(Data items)
.....
PR #1869, opened 2026-08-10
fix(admin): stop duplicate API calls across admin tables

Shreyag02:
## Summary

Every server-mode table fetched its first page twice, and the org detail page could fetch its active tab up to four times — visible on staging as `(canceled)` requests.

Our tables pass `defaultSort` to `DataTable` but leave `sort` out of the initial query. `DataTable` merges `defaultSort` in and emits it on mount, changing the connect-query cache key and triggering a second request; the first is aborted mid-flight, after the server has already done the work.

Scoped to duplicate and redundant requests only.

## Changes

| Change | What was happening | Scope |
|---|---|---|
| Seed the initial query with `sort` | The mount emit changed the request, so every table fetched page 1 twice | All 11 server tables |
| Drop the empty `defaultSort` on project members | Sent a sort with an empty field name; that endpoint ignores sort | Project members dialog |
| Keep the org detail tab mounted while billing loads | The tab unmounted and remounted mid-load, replaying every request in it | `details/index.tsx` |
| Cover both billing legs in `isBillingAccountLoading` | The flag missed the `listBillingAccounts` leg, so the side panel showed empty fallbacks as settled | Org context, side panel, edit billing, add tokens |
| Latch "load more" against scroll bursts | Repeat calls cancel the in-flight page and gain nothing | All 11 server tables |
| Scope the members invalidation to its own org | An empty input matched partially, invalidating every org's member list | Members tab |
| Give the shared reads a `staleTime` | `staleTime: 0` + `refetchOnMount` refetched reference data on every navigation | `getOrganization`, roles, org member map |
| Reuse the org resolved from a slug URL | The same org was fetched again by id under a different cache key | Org detail page |
| Share the query state and load-more latch | The latch was copied into all 11 tables and had drifted; query state came in three shapes | `useServerTableQuery`, `useLoadMore` |
| Fetch the org member map only in the projects tab | The full member list was fetched on every org page, read by one tab | Org context → projects tab |
| Gate the invite dialog's queries on `open` | Its trigger sits in the navbar, so two queries ran on every visit | Users list |
| Disable **Add tokens** and **Save** without a billing account | Both submit guards return silently, so the buttons looked live and did nothing | Add tokens, Edit billing |
| Log member-map fetch failures again | Moving the query into a hook dropped the provider's `console.error` | Projects tab |

## Why

| Topic | Mechanism |
|---|---|
| **Why the key changes** | `createMessageKey` omits unset fields, so `sort: []` and `sort: [{name: "created_at", …}]` hash differently — one query in our heads, two cache entries. Seeding the initial sort makes the mount emit structurally identical to state, so the key never changes. |
| **Why the tab remounted** | The gate included `isBillingAccountLoading` but not the `listBillingAccounts` call that *enables* it, and a disabled query reports `isLoading: false`. So it ran `true` → `false` (tab mounts, tables fetch) → `true` (unmounts) → `false` (remounts, tables refetch). It now only includes queries enabled from the first render, so it flips once. |
| **What that exposed** | The same flag was wrong for its own consumers: the side panel rendered **N/A** and **0 / Prepaid** as settled, and both billing submits became reachable before the ids existed. Guards alone weren't enough — with billing settled and no account the flag is `false`, so the buttons enabled and the guards swallowed the click. Both now disable on the condition their guard rejects. |
| **Why a guard wasn't enough for load-more** | `hasNextPage` / `isFetchingNextPage` are last-render values and react-query notifies on a macrotask, but `VirtualizedContent` calls `onLoadMore` straight from `onScroll` — a burst clears the guard before React re-renders, and `fetchNextPage` defaults to `cancelRefetch: true`, aborting the in-flight page. Only a synchronously-flipped ref closes it. |
| **Seed + `staleTime` only work together** | Not seeded + 30s → 1 request. Seeded + `staleTime: 0` → 1. Seeded + 30s → **0**. The seed writes only into an empty key: slug- and id-keyed entries are separate and an edit invalidates only the id-keyed one, so an unconditional seed could overwrite fresher data. |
.....
Task: Return each full line of the entries that contains the word "nothing".

Written reply:
| Latch "load more" against scroll bursts | Repeat calls cancel the in-flight page and gain nothing | All 11 server tables |
| Disable **Add tokens** and **Save** without a billing account | Both submit guards return silently, so the buttons looked live and did nothing | Add tokens, Edit billing |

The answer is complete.